According to both OWASP and CWE, Cross-Site Scripting is one of the top 10 most dangerous web application security risks, and for good reason: OWASP’s data showed that around 2/3rds of all applications had at least one Cross-Site Scripting vulnerability, making it the second most prevalent issue in the OWASP top 10. It also labels the impact of XSS as moderate to severe, because it can vary from a simple prank, all the way to stealing important information (credit card info, passwords, and other PII), remotely executing code on the victim’s browser, and even delivering malware to the victim.

I have to admit that for the longest time as a web developer, I assumed XSS was uncommon and not that dangerous of a vulnerability. Turns out that I had those thoughts because I didn’t understand it.

XSS is an incredibly serious vulnerability that taps into the power of JavaScript, which is only increasing every year.
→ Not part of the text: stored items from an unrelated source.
PR #12360, opened 2024-05-11
galaxian/galaxian.cpp: hook up Galaxian discrete sound for 'bongoa', rename set to indicate the different hardware

devinacker:
This is a followup to https://github.com/mamedev/mame/pull/12314, using [this video](https://www.youtube.com/watch?v=ANLFKoMLPRI) as a reference. (I haven't attempted to figure out which color PROM the board in that video is using, though)

I was inclined to mark this set as a bootleg since the ROM differences are very clearly hacks on top of the parent set, but I'll wait for a second opinion on that.


mamehaze:
I kinda agree, it seems like an unofficial hack / conversion to run on different hardware, the code changes are patched in and not 'clean'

Since your browser is a communication portal between you and the internet, and your browser is what executes client-side JavaScript code when you access websites, successful XSS attacks can end up taking over your browser.

Once that happens, either automatically or manually, the attacker can execute commands remotely, scraping information stored in your browser, running recon on your internal networks (whether at home or at work), and potentially even taking control of things like your printers, routers, etc…

That escalated quickly, and we’re getting ahead of ourselves, but it’s important to understand that XSS can have very serious impacts! At the end of this article, I’ll even share a link to a Tesla Model 3 XSS case study so you can see a real-world example.

By the way, this post is an excerpt from our course: Cross-Site Scripting(XSS): The 2021 Guide. If you’re serious about learning XSS attacks and defenses, definitely check it out.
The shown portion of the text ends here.